Isn’t it beautiful? Isn’t it buttery, pumpkiny perfection? Isn’t it all you ever wanted in this life and maybe the next?

Simons doesn’t even like pumpkin that much, but I’ve been on an el cheapo-eat-what’s-in-the-cabinets mode for weeks now. It’s working! I’ve gone through bags of flour and grits and rice and the withering spinach in the crisper! And so the decorative Christmas pumpkins needed eating before they become guourdlike and woody. I peeled one down, chopped it up, roasted it, and did all of Simons’ prepwork, like bacon frying and onion mincing. And when he came home from the woodshop, I was lying in wait by the front door.

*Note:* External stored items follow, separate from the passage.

PR #381, opened 2019-10-09
Update job.properties() docstring

jyu00:
### Summary
As discussed in #116, API now returns backend properties at job creation time if the job hasn't finished. The existing docstring is misleading. The PR left the dostring ambiguous since the behavior is likely to change again.

### DIFF
--- a/qiskit/providers/ibmq/job/ibmqjob.py
+++ b/qiskit/providers/ibmq/job/ibmqjob.py
@@ -160,12 +160,8 @@ class IBMQJob(BaseModel, BaseJob):
     def properties(self) -> Optional[BackendProperties]:
         """Return the backend properties for this job.
 
-        The properties might not be available if the job hasn't completed,
-        in which case None is returned.
-
         Returns:
-            BackendProperties: the backend properties used for this job, or None if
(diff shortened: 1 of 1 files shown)


qiskit/providers/ibmq/job/ibmqjob.py
```diff
@@ -160,23 +160,15 @@ def qobj(self) -> Qobj:
...
 
         Raises:
             JobError: if there was some unexpected failure in the server.
         """
         with api_to_job_error():
             properties = self._api.job_properties(job_id=self.job_id())
 
-        # Backend properties of a job might not be available if the job hasn't
-        # completed. This is to ensure the properties returned are up to date.
-        if not properties:
```
diego-plan9: Can you double-check if we can really remove this check? In particular:
* for jobs against a simulator, properties is probably empty
* for older jobs, can we be sure that 100% properties will be available (ie. edge cases such as errored jobs or some odd combinations)

jyu00: You were right. Forgot about the simulator. Put the check back.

I handed him the recipe and begged on bended knee, because I cannot make risotto to save my everloving life. Oh man, did he deliver. I did apply the saffron though, and may have gone overboard, but just LOOK at it! Kings have fought wars over food that golden.

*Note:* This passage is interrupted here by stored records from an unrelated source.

Issue #333, opened 2019-09-05
A workflow engine


ajavadia:
IBMQ needs a workflow engine to manage the execution and retrieval of jobs.

This would be a higher level construct than `Job`, which is the unit of interaction with the backends (from the API's point of view). But jobs have arbitrary limitations that should be masked from the high-level user. For example each backend places its own limit on the number of experiments contained within a job. So currently you have to manually batch many circuits into some jobs, manually store the jobs into some datastructure, and manually retrieve/post-process the results.  If one job fails, it can be difficult to recover the total results without manually resubmitting that job and replacing the entry in the database. 

The workflow engine automates this process. It can be called a `JobManager`. At a high level, the user specifies which "tasks" they would like to run. Even if a task has a million circuits, the workflow engine will take care of splitting them, farming them out to the backends, reporting on the progress to the user, and joining the reuslts into a single Result for the task.

Simple pseudo-code (up for discussion):
```python
from qiskit.providers.IBMQ import JobManager
jm = JobManager()

# build a million circuits
from qiskit.circuit.random import random_circuit
circs = []
for _ in range(1000000):
    circs.append(random_circuit())

# farm out the jobs.. 
from qiskit import IBMQ
p = IBMQ.load_account()
device = p.backends.tenerife()
jm.run(circs, backend=device)

# inquire about the status of my runs
jm.status()  # says how many jobs, and the status of each

# join result of (potentially) multiple jobs
res = jm.result()
```

woodsp-ibm:
This would be great if we can alleviate Aqua from these type of transport/payload concerns and have it more widely available. Having a reliable guaranteed operation would allow us to rely on such an engine instead of requiring to have such code in Aqua. I am cross-referencing this PR as more thought for the engine. While we did some level splitting it turns out that it can become less than optimal as the PR outlines. https://github.com/Qiskit/qiskit-aqua/pull/694

ajavadia:
Long term it would be nice to be able to somehow record this in the online database too. One very nice feature of IBMQProvider is that it allows you to retrieve results/qobj/properties from past executions and analyze them. If, for some big experiment, your circuits had to be split into 5 jobs, it can be hard to relate those 5 jobs later on. So it would be nice if the `JobManager` somehow recorded this relationship between the jobs in the database and presented them to the user in one unified form upon later retrieval.

jyu00:
@ajavadia a few design questions:

[...]

PR #389, opened 2019-10-11
Job manager

jyu00:
### Summary
Addresses #333 .

### Details and comments
A job manager that takes a list of circuits/schedules, splits them into multiple jobs and submits the jobs. A few notes:
- `run()` only takes a list of circuits/schedules, not a single one. The rationale is the manager is meant to manage a large number of jobs.
- `run()` takes `IBMQBackend`, not `BaseBackend` as the `backend` input. Local backends don't have circuit limits and thus shouldn't need a job manager.
- This does not split the circuits by max gates, since the "payload too large" error should go away once object storage is deployed everywhere (soon).


qiskit/providers/ibmq/jobmanager.py
```diff
@@ -0,0 +1,332 @@
...
+                If the specified value is greater the maximum allowed by the
+                backend, the default is used.
+
+        Returns:
+            Number of jobs to be run.
+
+        Raises:
+            JobError: If a job cannot be submitted.
+        """
+        if (all(isinstance(exp, ScheduleComponent) for exp in experiments) and
```
diego-plan9: Double-checking - `all` or `any`?

qiskit/providers/ibmq/jobmanager.py
```diff
@@ -0,0 +1,332 @@
...
+                cannot be retrieved due to server error.
+        """
+        statuses = []
+        for i, job in enumerate(self._jobs):
+            try:
+                statuses.append(job.status())
+            except JobError as err:
+                logger.warning("Unable to retrieve status for job %d (job ID=%s): %s",
+                               i, job.job_id(), str(err))
+                statuses.append(None)
```
diego-plan9: Would this cause some ripples in `report()`? It seems it would not account for the job in the non-detailed output (which can be considered "by design"), but more importantly can you check it does not cause an error in the function (ie. when accessing `status.value` or similar cases)?

test/ibmq/test_jobmanager.py
```diff
@@ -0,0 +1,216 @@
...
+        circs = [transpile(self._qc, backend=backend), bad_qc]
+        self._jm.run(circs, backend=backend, max_experiments_per_job=1, skip_transpile=True)
+
+        results = self._jm.result()
+        self.assertIsNone(results[1])
+
+        error_report = self._jm.error_message()
+        self.assertIsNotNone(error_report)
+        print("JobManager.error_message(): \n{}".format(error_report))
+        print("\nJobManager.report(): \n{}".format(self._jm.report()))
```
diego-plan9: Can you do a pass for the `print`s, which seem to be leftovers?

qiskit/providers/ibmq/jobmanager.py
jyu00: `assemble` will fail if they're not all the same type, but `any` is probably more efficient here.

qiskit/providers/ibmq/jobmanager.py
jyu00: Not counting in the summary report is by design; fixed `status.value`. We really should have a `JobStatus.UNKNOWN`.

test/ibmq/test_jobmanager.py
jyu00: They were intentional to allow someone to "eyeball" them in the Travis log. But perhaps they just pollute the log. I'll remove them.

qiskit/providers/ibmq/job/ibmqjob.py
```diff
@@ -23,9 +23,8 @@
 
 from marshmallow import ValidationError
 
-from qiskit.providers.basejob import BaseJob
-from qiskit.providers.basebackend import BaseBackend
-from qiskit.providers.exceptions import JobTimeoutError
+from qiskit.providers import (BaseJob, # type: ignore[attr-defined]
+                              JobTimeoutError, BaseBackend)
```
diego-plan9: Note I reverted this change from `master` during the conflict solving at the latest merge, as technically the `qiskit.providers` API is the one that is stable - we don't have that guarantee for `qiskit.providers.xxx.yyy` (at the expense of the mypy ignore).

Butternut Squash Very Old But Still Tasty Pumpkin Risotto
Adapted from Barefoot Contessa Parties

6 cups of pumpkin
3 tablespoons olive oil
Kosher salt and freshly ground black pepper
6 cups turkey or chicken stock (I was already making turkey stock and the baster made for easy application)
5 tablespoons unsalted butter
2 slices bacon
1/2 minced onion
1 1/4 cups Arborio rice
1/2 cup dry white wine
1 teaspoon saffron threads
1 cup freshly grated Parmesan

Preheat the oven to 400 degrees F. Peel the pumpkin, remove the seeds, and cut it into 3/4-inch cubes.

Roasting Pumpkin

Place on a sheet pan and toss it with the olive oil, 1 teaspoon salt, and 1/2 teaspoon pepper. Roast for 30 to 45 minutes, tossing once, until very tender and browned/caramelized. Set aside.

Cook the bacon until about 3/4 done and put on paper towel to drain. Chop.

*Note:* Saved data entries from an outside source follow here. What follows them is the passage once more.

PR #393, opened 2019-10-13
no breaking line in UPDATE_ACCOUNT_TEXT

1ucian0:
There is a `\n` in `UPDATE_ACCOUNT_TEXT`, which results in exception messages like this one:
```
qiskit.providers.ibmq.exceptions.IBMQApiUrlError: 'Invalid IBM Q Experience credentials found. Please update your accounts and programs by following the instructions here:\nhttps://github.com/Qiskit/qiskit-ibmq-provider#updating-to-the-new-ibm-q-experience'
```
Notice that `\n` shows up in the message, making the url unclickable in those terminals that support it.

This PR removes that `\n`. Now it looks like this one:

```
qiskit.providers.ibmq.exceptions.IBMQApiUrlError: 'Invalid IBM Q Experience credentials found. Please update your accounts and programs by following the instructions here: https://github.com/Qiskit/qiskit-ibmq-provider#updating-to-the-new-ibm-q-experience'
```

### DIFF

Heat the stock in a small covered saucepan. Leave it on low heat to simmer. In a wide, heavy-bottomed pot or Dutch oven (heh heh), melt the butter and saute the bacon and onion on medium-low heat for 10 minutes, until the onions are translucent but not browned.

Delicious smells...

Add the rice and stir to coat the grains with butter. Add the wine and cook for 2 minutes. Add 2 full ladles of stock to the rice plus the saffron, 1 teaspoon salt, and 1/2 teaspoon pepper. Stir, and simmer until the stock is absorbed, 5 to 10 minutes. Continue to add the stock, 2 ladles at a time, stirring every few minutes. Each time, cook until the mixture seems a little dry, then add more stock. Continue until the rice is cooked through, but still al dente, about 30 minutes total. Off the heat, add the roasted pumpkin cubes and Parmesan. Mix well and serve.

I said it was even better than his green pea and bacon risotto, but he disagrees. Hmmm…maybe it’s a tie.